» **Exercise aim**
Two lines in the listing below mark the span: one contains "In this pull" and one contains "--- a/charts/palworld/values.yaml". Reproduce both of them and everything between, exactly.
-*-
Issue #210, opened 2024-01-29
Cannot put URL in SERVER_NAME or SERVER_DESCRIPTION in 0.19.0


bostrt:
## Describe the bug

Server name and description are not set when they contain forward slash `/` in 0.19.0.

## To Reproduce

Configure `SERVER_NAME` or `SERVER_DESCRIPTION` to contain a forward slash `/`, for example a URL and then try to launch container. The name and description will still be default values after starting. 

## Expected behavior

I'd expect to be able to put any sort of character in the server name and description. 

## Logs

Sed error during startup:

```
*****CHECKING FOR EXISTING CONFIG*****
SERVER_NAME="http://palworld.lol 3 | OPEN 24/7 Dedicated"
sed: -e expression #1, char 40: unknown option to `s'
SERVER_DESCRIPTION="Server open to all! More info at http://palworld.lol or https://discord.gg/FYwXY5Ca"
sed: -e expression #1, char 87: unknown option to `s'
```

## docker-compose.yml contents

```yaml
services:
   palworld:
      image: thijsvanloef/palworld-server-docker:latest
      pull_policy: always
      restart: unless-stopped
      container_name: palworld-server
      ports:
        - 8213:8213/udp
        - 27017:27017/udp
      environment:
         - PUID=1000
         - PGID=1000
         - PORT=8213
         - QUERY_PORT=27017
         - PLAYERS=8
         - MULTITHREADING=true
         - RCON_ENABLED=true
         - RCON_PORT=25575
         - ADMIN_PASSWORD="xxxxxxxxxxxxxx"
         - COMMUNITY=true
         - SERVER_NAME="http://palworld.lol 3 | OPEN 24/7 Dedicated"
         - REGION=NA
         - SERVER_DESCRIPTION="Server open to all! More info at http://palworld.lol or https://discord.gg/FYwXY5Ca"
      volumes:
         - ./palworld:/palworld/:z

```

## Additional context

`sed` is interpreting the forward slash inside the server name or description as a separator (e.g. the end of the replacement value) and erroring out.

Here's when I run it manually inside the container:
```
# if [ -n "${SERVER_NAME}" ]; then     echo "SERVER_NAME=${SERVER_NAME}";     sed -E -i "s/ServerName=\"[^\"]*\"/ServerName=$SERVER_NAME/" /palworld/Pal/Saved/Config/LinuxServer/PalWorldSettings.ini; fi

[...]

PR #222, opened 2024-01-30
Fix incorrect environment variable handling

beomseok-park:
## Context 

* Fix incorrect environment variable handling

## Choices

* In `PalWorldSettings.ini`, `ServerName`, `ServerDescription`, `AdminPassword`, `ServerPassword`, `PublicIP`, `Region`, and `BanListURL` should be enclosed in double quotes.
* Fix the incorrect handling of double quotes in `start.sh`.

## Test instructions

1. Stop the Palworld server.
2. Build the container.
3. Delete `<mount_folder>/Pal/Saved/Config/LinuxServer/PalWorldSettings.ini`.
4. Set a `SERVER_NAME` with spaces in the .env. e.g. SERVER_NAME="My Palworld Server"
5. Start the Palworld server.
6. Check the server name in the game.

### DIFF
--- a/README.md
+++ b/README.md
@@ -57,15 +57,15 @@ services:
          - PGID=1000
          - PORT=8211 # Optional but recommended
          - PLAYERS=16 # Optional but recommended
-         - SERVER_PASSWORD="worldofpals" # Optional but recommended
+         - SERVER_PASSWORD=worldofpals # Optional but recommended
          - MULTITHREADING=true
          - RCON_ENABLED=true
          - RCON_PORT=25575
          - TZ=UTC
-         - ADMIN_PASSWORD="adminPasswordHere"
+         - ADMIN_PASSWORD=adminPasswordHere
          - COMMUNITY=false  # Enable this if you want your server to show up in the community servers tab, USE WITH SERVER_PASSWORD!
-         - SERVER_NAME="World of Pals"
-         - SERVER_DESCRIPTION="Awesome World of Pal"
+         - SERVER_NAME=World of Pals
+         - SERVER_DESCRIPTION=palworld-server-docker by Thijs van Loef
       volumes:
          - ./palworld:/palworld/
 ```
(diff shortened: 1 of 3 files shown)


thijsvanloef (changes requested):
If the strings are already quoted, like in the examples:
```yaml
         - ADMIN_PASSWORD="adminPasswordHere"
         - SERVER_NAME="World of Pals"
         - SERVER_DESCRIPTION=""
 ```
 Then the whole PalWorldSettings.ini gets really wierd with quotes:
 ```ini
 ServerName=""World of Pals"",ServerDescription="""",AdminPassword=""adminPasswordHere"",ServerPassword=""worldofpals"",PublicPort=8211,PublicIP="",RCONEnabled=true,RCONPort=25575,Region=""
 ```
 A check needs to be implemented to see if the vars already have quotes, and if they do not already have quotes then they should be added.

**Comment by llnut** [comment]
Change the way environment variables to use the following syntax can fix it:
```
environment:
  ADMIN_PASSWORD: "adminPasswordHere"
  SERVER_NAME: "World of Pals"
  SERVER_DESCRIPTION: ""
```
Although this may not be good enough, alternatively, can use sed for additional processing [like this](https://github.com/thijsvanloef/palworld-server-docker/issues/210).

beomseok-park (commented):
I have pushed a new commit that resolves the issue.

Dashboy1998:
> If the strings are already quoted, like in the examples:
> 
> ```yaml
>          - ADMIN_PASSWORD="adminPasswordHere"
>          - SERVER_NAME="World of Pals"
>          - SERVER_DESCRIPTION=""
> ```
> 
> Then the whole PalWorldSettings.ini gets really wierd with quotes:
> 
> ```ini
> ServerName=""World of Pals"",ServerDescription="""",AdminPassword=""adminPasswordHere"",ServerPassword=""worldofpals"",PublicPort=8211,PublicIP="",RCONEnabled=true,RCONPort=25575,Region=""
> ```
> 
> A check needs to be implemented to see if the vars already have quotes, and if they do not already have quotes then they should be added.

[Docker Documentation](https://docs.docker.com/compose/compose-file/05-services/#environment) doesn't support `var="value"` but rather:
* `var: "value"`
* `var: value`
* `var=value`
It is worth noting that you can do `"var=value"` but it's not mentioned

thijsvanloef (approved):
thank you for your work. I've only updated the examples.

JustusPan:
does this mean we should change our docker compose file manually to remove all double quote of values when update to 0.19.1?

thijsvanloef:
@JustusPan Yes, but a check has been put in place that it should work either way

PR #235, opened 2024-01-31
Use storageClassName for pvc

win5923:
## Context 
In this pull request, I aim to address an issue related to the storageClassName in the resources section.

## Test instructions

1. Verify that the storageClassName is correctly set based on the provided size.
2. Ensure that when storageClassName is "-", it is properly handled and results in an empty storageClassName.

### DIFF
--- a/charts/palworld/templates/pvcs.yaml
+++ b/charts/palworld/templates/pvcs.yaml
@@ -27,5 +27,10 @@ spec:
   resources:
     requests:
       storage: {{ .Values.server.storage.size }}
+{{- if .Values.server.storage.storageClassName }}
+{{- if (eq "-" .Values.server.storage.storageClassName) }}
+  storageClassName: ""
+{{- else }}
   storageClassName: {{ .Values.server.storage.storageClassName }}
-{{ end }}
+{{- end }}
+{{- end }}
--- a/charts/palworld/values.yaml
+++ b/charts/palworld/values.yaml
@@ -26,7 +26,14 @@ server:
     # -- The size of the pvc storage.
     size: 12Gi
     # -- The storage class name.
-    storageClassName: ""
+    ## data Persistent Volume Storage Class
+    ## If defined, storageClassName: <storageClassName>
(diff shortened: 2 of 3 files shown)


charts/palworld/values.yaml
```diff
@@ -26,7 +26,14 @@ server:
...
     # -- The storage class name.
-    storageClassName: ""
+    ## data Persistent Volume Storage Class
+    ## If defined, storageClassName: <storageClassName>
+    ## If set to "-", storageClassName: "", which disables dynamic provisioning
+    ## If undefined (the default) or set to null, no storageClassName spec is
+    ##   set, choosing the default provisioner.  (gp2 on AWS, standard on
+    ##   GKE, AWS & OpenStack)
+    ##
+    # storageClassName: "-"
```
MSpreckels, line 36: Explain this to me: why would you ever want to explicilty set the `storageClassName` to an empty string?

AFAIK If no name is explicitly set then kubernetes will infer the default storage class. Wouldn't make much sense to explicitly set it to an empty string.

charts/palworld/templates/pvcs.yaml
```diff
@@ -27,5 +27,10 @@ spec:
   resources:
     requests:
       storage: {{ .Values.server.storage.size }}
+{{- if .Values.server.storage.storageClassName }}
+{{- if (eq "-" .Values.server.storage.storageClassName) }}
+  storageClassName: ""
```
MSpreckels, line 32: see my other comment

MSpreckels (changes requested):

MSpreckels:
I've revoked my change requests.

I don't understand what you wanna achieve with this PR. IMO, you just made it more complicated to set an empty storage class name.

win5923:
> I've revoked my change requests.
> 
> I don't understand what you want to achieve with this PR. IMO, you just made it more complicated to set an empty storage class name.

I see. Most Helm charts are written this way. If it's unnecessary, then it can be omitted. Thank you.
-*-
» **Output of the task**
In this pull request, I aim to address an issue related to the storageClassName in the resources section.

## Test instructions

1. Verify that the storageClassName is correctly set based on the provided size.
2. Ensure that when storageClassName is "-", it is properly handled and results in an empty storageClassName.

### DIFF
--- a/charts/palworld/templates/pvcs.yaml
+++ b/charts/palworld/templates/pvcs.yaml
@@ -27,5 +27,10 @@ spec:
   resources:
     requests:
       storage: {{ .Values.server.storage.size }}
+{{- if .Values.server.storage.storageClassName }}
+{{- if (eq "-" .Values.server.storage.storageClassName) }}
+  storageClassName: ""
+{{- else }}
   storageClassName: {{ .Values.server.storage.storageClassName }}
-{{ end }}
+{{- end }}
+{{- end }}
--- a/charts/palworld/values.yaml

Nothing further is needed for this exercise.